Design Characteristics and Risk of Bias of Pivotal Trials Supporting Approval of Hematological Drugs By FDA, 2008-2022: Cross Sectional Analysis

Introduction: The approval of hematological drugs by the US Food and Drug Administration (FDA) relies on rigorous evaluation through pivotal trials. To gain insights into the quality and potential bias in these trials, we conducted a cross-sectional analysis of FDA-approved hematological drugs from 2008 to 2022. This study examines the design characteristics and risk of bias in pivotal trials, aiming to enhance treatment decisions, regulatory processes, and ultimately benefit patients and healthcare professionals.

Methods: We identified all novel hematological drugs approved between 2008 and 2022. We then collected data from publicly available information on the US Food and Drug Administration's Web site and the scientific literature. We assessed approved indications, regulatory characteristics, study design characteristics (randomization, blinding, phase), and risk of bias using the revised Cochrane tool (bias arising from the randomization process, deviations from intended interventions, missing outcome data, measurement of the outcome, and selection of the reported result).
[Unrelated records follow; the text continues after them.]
PR #765, opened 2019-08-14
Add short code search

sanchita:
https://www.pivotaltracker.com/story/show/167310717

### DIFF
--- a/app/src/main/java/org/simple/clinic/scanid/ScanSimpleIdScreen.kt
+++ b/app/src/main/java/org/simple/clinic/scanid/ScanSimpleIdScreen.kt
@@ -2,11 +2,13 @@ package org.simple.clinic.scanid
 
 import android.content.Context
 import android.util.AttributeSet
+import android.view.View
 import androidx.constraintlayout.widget.ConstraintLayout
 import com.jakewharton.rxbinding2.view.RxView
 import com.jakewharton.rxbinding2.widget.RxTextView
 import io.reactivex.Observable
 import kotlinx.android.synthetic.main.screen_scan_simple.view.*
+import org.simple.clinic.R
 import org.simple.clinic.activity.TheActivity
 import org.simple.clinic.addidtopatient.searchforpatient.AddIdToPatientSearchScreenKey
 import org.simple.clinic.bindUiToController
@@ -61,8 +63,8 @@ class ScanSimpleIdScreen(context: Context, attrs: AttributeSet) : ConstraintLayo
 
   private fun doneClicks(): Observable<UiEvent> {
     return RxTextView
-        .editorActionEvents(editText)
-        .map { ShortCodeSearched(ShortCodeInput(editText.text.toString())) }
+        .editorActionEvents(shortCodeText)
+        .map { ShortCodeSearched(ShortCodeInput(shortCodeText.text.toString())) }
   }
 
   fun openPatientSummary(patientUuid: UUID) {
@@ -81,11 +83,12 @@ class ScanSimpleIdScreen(context: Context, attrs: AttributeSet) : ConstraintLayo
   }
 
   fun showShortCodeValidationError() {
-    TODO("not implemented")
+    shortCodeErrorText.visibility = View.VISIBLE
+    shortCodeErrorText.text = resources.getString(R.string.scansimpleid_shortcode_error)
   }
 
   fun hideShortCodeValidationError() {
-    TODO("not implemented")
+    shortCodeErrorText.visibility = View.GONE
   }
 
   fun openPatientShortCodeSearch(validShortCode: String) {
--- a/app/src/main/java/org/simple/clinic/scanid/ScanSimpleIdScreen.kt
+++ b/app/src/main/java/org/simple/clinic/scanid/ScanSimpleIdScreen.kt
@@ -95,4 +95,8 @@ class ScanSimpleIdScreen(context: Context, attrs: AttributeSet) : ConstraintLayo
   fun hideQrCodeScannerView() {
     TODO("not implemented")
   }
+
+  fun showQrCodeScannerView() {
+    TODO("not implemented")
+  }
 }
--- a/app/src/main/java/org/simple/clinic/scanid/ScanSimpleIdScreen.kt
+++ b/app/src/main/java/org/simple/clinic/scanid/ScanSimpleIdScreen.kt
@@ -91,4 +91,8 @@ class ScanSimpleIdScreen(context: Context, attrs: AttributeSet) : ConstraintLayo
   fun openPatientShortCodeSearch(validShortCode: String) {
     TODO("not implemented")
   }
+
+  fun hideQrCodeScannerView() {
+    TODO("not implemented")
+  }
 }
--- a/app/src/main/java/org/simple/clinic/scanid/ScanSimpleIdScreen.kt
+++ b/app/src/main/java/org/simple/clinic/scanid/ScanSimpleIdScreen.kt
@@ -7,6 +7,7 @@ import androidx.constraintlayout.widget.ConstraintLayout
 import com.jakewharton.rxbinding2.view.RxView
 import com.jakewharton.rxbinding2.widget.RxTextView
 import io.reactivex.Observable
+import io.reactivex.subjects.PublishSubject
 import kotlinx.android.synthetic.main.screen_scan_simple.view.*
 import org.simple.clinic.R
 import org.simple.clinic.activity.TheActivity
@@ -36,6 +37,8 @@ class ScanSimpleIdScreen(context: Context, attrs: AttributeSet) : ConstraintLayo
   @Inject
   lateinit var utcClock: UtcClock
 
+  private val keyboardEvents = PublishSubject.create<ScanSimpleIdScreenEvent>()
+
   override fun onFinishInflate() {
     super.onFinishInflate()
     if (isInEditMode) {
@@ -49,7 +52,7 @@ class ScanSimpleIdScreen(context: Context, attrs: AttributeSet) : ConstraintLayo
 
     bindUiToController(
         ui = this,
-        events = Observable.mergeArray(qrScans(), doneClicks()),
+        events = Observable.mergeArray(qrScans(), keyboardEvents, doneClicks()),
         controller = controller,
         screenDestroys = RxView.detaches(this).map { ScreenDestroyed() }
     )
@@ -96,10 +99,10 @@ class ScanSimpleIdScreen(context: Context, attrs: AttributeSet) : ConstraintLayo
   }
 
   fun hideQrCodeScannerView() {
-    TODO("not implemented")
+    qrCodeScannerView.hideQrCodeScanner()
   }
 
   fun showQrCodeScannerView() {
-    TODO("not implemented")
+    qrCodeScannerView.showQrCodeScanner()
   }
 }
--- a/app/src/main/java/org/simple/clinic/scanid/ScanSimpleIdScreen.kt
+++ b/app/src/main/java/org/simple/clinic/scanid/ScanSimpleIdScreen.kt
@@ -62,7 +62,7 @@ class ScanSimpleIdScreen(context: Context, attrs: AttributeSet) : ConstraintLayo
   private fun doneClicks(): Observable<UiEvent> {
     return RxTextView
         .editorActionEvents(editText)
-        .map { ShortCodeSearched }
+        .map { ShortCodeSearched(ShortCodeInput(editText.text.toString())) }
   }
 
   fun openPatientSummary(patientUuid: UUID) {
@@ -78,5 +78,17 @@ class ScanSimpleIdScreen(context: Context, attrs: AttributeSet) : ConstraintLayo
 
   fun openAddIdToPatientScreen(identifier: Identifier) {
     screenRouter.popAndPush(AddIdToPatientSearchScreenKey(identifier), RouterDirection.FORWARD)
+  }
+
+  fun showShortCodeValidationError() {
+    TODO("not implemented")
+  }
+
+  fun hideShortCodeValidationError() {
+    TODO("not implemented")
+  }
+
+  fun openPatientShortCodeSearch(validShortCode: String) {
+    TODO("not implemented")
   }
 }
--- a/app/src/main/java/org/simple/clinic/scanid/ScanSimpleIdScreen.kt
+++ b/app/src/main/java/org/simple/clinic/scanid/ScanSimpleIdScreen.kt
@@ -2,12 +2,11 @@ package org.simple.clinic.scanid
 
 import android.content.Context
 import android.util.AttributeSet
-import androidx.appcompat.widget.Toolbar
 import androidx.constraintlayout.widget.ConstraintLayout
 import com.jakewharton.rxbinding2.view.RxView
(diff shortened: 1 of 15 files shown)


app/src/main/res/layout/screen_scan_simple.xml
```diff
@@ -27,4 +30,27 @@
...
+    app:layout_constraintStart_toStartOf="parent">
+
+    <EditText
+      android:id="@+id/editText"
+      android:layout_width="wrap_content"
+      android:layout_height="wrap_content"
+      android:layout_gravity="center"
+      android:ems="10"
+      android:hint="123 4567"
+      android:imeOptions="actionGo"
```
vinaysshenoy: Shouldn't this be `actionSearch`? We won't know until the search has completed whether the target exists or not.

app/src/main/res/layout/screen_scan_simple.xml
```diff
@@ -27,4 +30,27 @@
...
 
+  <androidx.cardview.widget.CardView
+    android:layout_width="match_parent"
+    android:layout_height="wrap_content"
+    android:layout_marginBottom="8dp"
+    android:layout_marginEnd="8dp"
+    android:layout_marginStart="8dp"
+    android:background="@color/white100"
+    android:visibility="gone"
+    app:layout_constraintBottom_toBottomOf="@+id/qrCodeScannerView"
```
vinaysshenoy: This should just be `@id/qrCodeScannerView`, right?

app/src/main/res/layout/screen_scan_simple.xml
```diff
@@ -27,4 +30,27 @@
...
+    app:layout_constraintEnd_toEndOf="@+id/qrCodeScannerView"
+    app:layout_constraintStart_toStartOf="parent">
+
+    <EditText
+      android:id="@+id/editText"
+      android:layout_width="wrap_content"
+      android:layout_height="wrap_content"
+      android:layout_gravity="center"
+      android:ems="10"
```
vinaysshenoy: Seems weird that we define the `ems` as 10 here, and then again specify the `maxEms` as 7. Was this a mistake?

app/src/test/java/org/simple/clinic/scanid/ScanSimpleIdScreenControllerTest.kt
```diff
@@ -86,11 +77,74 @@ class ScanSimpleIdScreenControllerTest {
...
+  @Test
+  fun `when the keyboard is up, then don't process valid QR code scan events`() {
+    // given
+    val bpPassportUUid = "69170f2f-c112-4907-b184-a99d1001e269"
+    val patientUuid = UUID.fromString("b123dc5c-a02d-49cb-939e-f4602436f214")
+    whenever(patientRepository.findPatientWithBusinessId(bpPassportUUid))
+        .thenReturn(Observable.just(PatientMocker.patient(uuid = patientUuid).toOptional()))
+
+    // when
+    with(uiEvents) {
```
vinaysshenoy: TIL about the existence of `with()`. 👏

app/src/main/java/org/simple/clinic/scanid/ScanSimpleIdScreenController.kt
```diff
@@ -39,21 +43,40 @@ class ScanSimpleIdScreenController @Inject constructor(
...
           }
         }
 
     events.mergeWith(scannedBpPassportCodes)
   }
 
   private fun handleScannedBpPassportCodes(events: Observable<UiEvent>): Observable<UiChange> {
-    val scannedBpPassportCodeStream = events
-        .ofType<ScanSimpleIdScreenPassportCodeScanned.ValidPassportCode>()
+    val showKeyboardEvents = events
```
vinaysshenoy: I am not entirely sure of this because it seems like the controller is too deeply coupled with the implementation of the screen and the keyboard behaviour. I wonder if we should consider delegating the behaviour of filtering the scanned passport codes while the keyboard is up to the view layer and make the controller not have to care about this.

Using the [RxJavaExtensions#valve](https://github.com/akarnokd/RxJavaExtensions#flowabletransformersvalve) operator might actually be really helpful here as well.

app/src/main/java/org/simple/clinic/scanid/ShortCodeInput.kt
```diff
@@ -0,0 +1,7 @@
+package org.simple.clinic.scanid
+
+data class ShortCodeInput(val shortCodeText: String) {
+  fun isValid(): Boolean {
+    return shortCodeText.length == 7
```
vinaysshenoy: We now have this magic number for the length of a BP Passport Short Code duplicated in two places:
- `UuidShortCodeCreatorModule`
- `ShortCodeInput`

The only use case this will change is if we decide to add a new type of BP Passport itself which will require us to rethink how the BP Passport feature works. 

Until then, what do you think about declaring this magic number as a global constant in `Globals.kt`? This only thing defined there now is the screen change animation duration, but I feel this is a good use case for a global constant.

app/src/test/java/org/simple/clinic/scanid/ShortCodeInputTest.kt
```diff
@@ -0,0 +1,44 @@
...
+class ShortCodeInputTest {
+
+  @Parameters(value = [
+    "3",
+    "34",
+    "345",
+    "3456",
+    "34567",
+    "345678",
+    "34567890"
```
vinaysshenoy: The hint we have defined earlier for the short code was `123 4567`, which means that the user might enter the short code with a space in between. Are we going to handle this case elsewhere?

app/src/main/java/org/simple/clinic/scanid/ScanSimpleIdScreenController.kt
```diff
@@ -95,4 +98,30 @@ class ScanSimpleIdScreenController @Inject constructor(
...
+    val shortCodes = events
+        .ofType<ShortCodeSearched>()
+        .map { it.shortCode }
+        .share()
+
+    val showValidationErrors = shortCodes
+        .filter { !it.isValid() }
+        .map { { ui: Ui -> ui.showShortCodeValidationError() } }
+
+    val openPatientSearchScreenChanges = shortCodes
```
vinaysshenoy: Rename this to `openPatientSearchScreen`?

app/src/test/java/org/simple/clinic/scanid/ScanSimpleIdScreenControllerTest.kt
```diff
@@ -166,6 +168,51 @@ class ScanSimpleIdScreenControllerTest {
...
+    verifyNoMoreInteractions(screen)
+  }
+
+  @Test
+  fun `when short code text changes, then hide validation error`() {
+    //given
+    val invalidShortCode = "3456"
+    val invalidShortCodeInput = ShortCodeInput(invalidShortCode)
+
+    uiEvents.onNext(ShortCodeSearched(invalidShortCodeInput))
```
vinaysshenoy: This is already being tested in the previous test. Is this necessary to add again here?

app/src/main/java/org/simple/clinic/scanid/ScanSimpleIdScreenController.kt
```diff
@@ -64,6 +64,7 @@ class ScanSimpleIdScreenController @Inject constructor(
 
     val keyboardEvents = Observable
```
vinaysshenoy: What do you feel about extracting the shared keyboard event stream outside this method and providing it as a parameter to this function? That way, we can also handle the hiding of the QR Code scanner view in a separate method instead of in this method.

app/src/main/java/org/simple/clinic/scanid/ScanSimpleIdScreen.kt
```diff
@@ -81,11 +83,12 @@ class ScanSimpleIdScreen(context: Context, attrs: AttributeSet) : ConstraintLayo
   }
 
   fun showShortCodeValidationError() {
-    TODO("not implemented")
+    shortCodeErrorText.visibility = View.VISIBLE
+    shortCodeErrorText.text = resources.getString(R.string.scansimpleid_shortcode_error)
```
vinaysshenoy: Since the error text is static, we can set it as a resource in the layout and just hide/show it here.

app/src/main/java/org/simple/clinic/scanid/ScanSimpleIdScreen.kt
```diff
@@ -64,6 +59,12 @@ class ScanSimpleIdScreen(context: Context, attrs: AttributeSet) : ConstraintLayo
         .map(::ScanSimpleIdScreenQrCodeScanned)
   }
 
+  private fun doneClicks(): Observable<UiEvent> {
+    return RxTextView
+        .editorActionEvents(editText)
```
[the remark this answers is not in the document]
sanchita: We will fix these things in a different PR where we will focus on cleaning up the UI and hooking it to the business logic.

app/src/main/res/layout/screen_scan_simple.xml
sanchita: Good catch.

app/src/main/java/org/simple/clinic/scanid/ScanSimpleIdScreen.kt
sanchita: This will change once we implement another error message for empty short code.
Let's keep it this way for now.

app/src/main/res/layout/screen_scan_simple.xml
sanchita: It is safer to add `@+id`.

app/src/main/res/layout/screen_scan_simple.xml
ragunathjawahar: Yes, I'll remove the `maxEms` property. Will use the appropriate one in the next PR. This layout element will not be visible to the end user after the merge.

app/src/main/res/layout/screen_scan_simple.xml
ragunathjawahar: `@id/qrCodeScannerView` will give a compilation error if the element is missing from the layout whereas `@+id` wouldn't (I'm guessing). However, at least nowadays we use `@+id/` everywhere. @vinaysshenoy do you have any reasons why we should use it?

app/src/main/java/org/simple/clinic/scanid/ScanSimpleIdScreenEvents.kt
```diff
@@ -17,3 +19,9 @@ sealed class ScanSimpleIdScreenPassportCodeScanned : UiEvent {
     override val analyticsName = "Scan Simple Card:Invalid BP passport code scanned"
   }
 }
+
+object ShortCodeSearched : ScanSimpleIdScreenEvent()
```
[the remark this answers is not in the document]
ragunathjawahar: Done

app/src/main/java/org/simple/clinic/scanid/ScanSimpleIdScreenEvents.kt
```diff
@@ -3,11 +3,13 @@ package org.simple.clinic.scanid
 import org.simple.clinic.widgets.UiEvent
 import java.util.UUID
 
-data class ScanSimpleIdScreenQrCodeScanned(val text: String) : UiEvent {
+sealed class ScanSimpleIdScreenEvent : UiEvent
```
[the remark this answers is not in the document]
ragunathjawahar: Yes, that is correct

app/src/main/java/org/simple/clinic/scanid/ScanSimpleIdScreenController.kt
ragunathjawahar: We did this because of the way how keyboard scanning is implemented in the controller now. It is just exposed as a stream of scan events. And the controller does not have access to a camera / QR code scanner interface.

app/src/main/java/org/simple/clinic/scanid/ScanSimpleIdScreenController.kt
ragunathjawahar: This is done.

app/src/main/java/org/simple/clinic/scanid/ScanSimpleIdScreenController.kt
```diff
@@ -39,21 +43,40 @@ class ScanSimpleIdScreenController @Inject constructor(
...
+    val showKeyboardEvents = events
+        .ofType<ShowKeyboardEvent>()
+
+    val hideKeyboardEvents = events
+        .ofType<HideKeyboardEvent>()
+
+    val keyboardEvents = Observable
+        .merge(showKeyboardEvents, hideKeyboardEvents)
+
+    val sharedScannedBpPassportCodeStream = events
```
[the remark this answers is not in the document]
ragunathjawahar: Yes, that's because of lines `94` and `97` (in the new screen). We have to share the stream because the first subscription will dispose itself as soon as the keyboard event stream emits. Line `97` will ensure that we utilize QR code scans only when the keyboard is not shown on the screen. This stream relies on a lot of state (previous and current) across streams and I am unable to see how to provide a cue about this stateful event stream.

app/src/main/java/org/simple/clinic/scanid/ScanSimpleIdScreenController.kt
ragunathjawahar: I prefer the `valve` operator, however that would require a refactor which we may not be able to pull off in this iteration.

app/src/main/java/org/simple/clinic/scanid/ScanSimpleIdScreenController.kt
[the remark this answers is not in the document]
vinaysshenoy: Right. Let's revisit this after we complete the feature.

app/src/main/res/layout/screen_scan_simple.xml
vinaysshenoy: Lint was flagging this as errors in my IDE, and they went away when I removed the extra `+` symbol.

Let's leave the `+` symbol in now and figure out what to do about this later.

app/src/main/java/org/simple/clinic/scanid/ScanSimpleIdScreenController.kt
vinaysshenoy: Sure, let's revisit this after the feature is complete.

app/src/test/java/org/simple/clinic/scanid/ShortCodeInputTest.kt
ragunathjawahar: Raised a story for this on Pivotal.
https://www.pivotaltracker.com/story/show/167992229

app/src/main/java/org/simple/clinic/scanid/ScanSimpleIdScreenController.kt
ragunathjawahar: Changed on the upcoming PR branch.

app/src/main/java/org/simple/clinic/scanid/ShortCodeInput.kt
vinaysshenoy: Discussed offline: Will be done in the next PR.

Results: From 2008 to 2022, the FDA approved a total of 45 novel hematological drugs. A total of 24 (53.3%) approvals were indicated for the treatment of hematological malignancies, 10 (22.2%) for hemostasis and thrombosis, 9 (20%) for red cell and hemoglobinopathy disorders, 1 (2.2%) for pediatric hematology, and 1 (2.2%) for other indications. During this period, 41 (91.1%) drugs were approved for orphan indications and 35 (77.8%) drugs were granted expedited approvals.

45 hematological drugs were supported by 60 trials, including 38 phase 3 trials (63.3%). Of these, 34 (56.7%) were randomized controlled trials, 24 (40%) were single-arm studies that evaluated the experimental treatment alone without a comparator, and 2 (3.3%) were non-randomized comparative studies. Of the 34 randomized controlled trials, 17 trials had an active comparator while 17 were placebo-controlled. Only eleven drug approvals were supported by two or more pivotal trials. Adequate masking (blinding) of study group assignment was seen in 22 (64.7%) of the 34 randomized controlled trials; while all the non-randomized pivotal trials were open-label studies.

Fifteen trials were judged to be at high risk of bias owing to the domains of missing outcome data and deviations from intended interventions. 10 of these trials were non-randomized, open-label studies. Moreover, 10 trials were judged to be at a low risk of bias and 8 (80%) of these trials were randomized clinical trials. The remaining trials had “some concerns” in the risk of bias assessment. Table 1 summarizes the findings at the drug level.

Conclusion: Our cross-sectional analysis of FDA-approved hematological drugs from 2008 to 2022 provides valuable insights. Although many drugs received orphan and expedited approvals, trial design limitations were evident, with a majority being single-arm studies without comparators. Bias risk was observed, particularly in open-label non-randomized trials. These findings stress the significance of robust randomized controlled trials to support approvals and enhance evidence quality for hematological drugs. Addressing these issues will ultimately improve patient care and informed decision-making in the realm of hematology.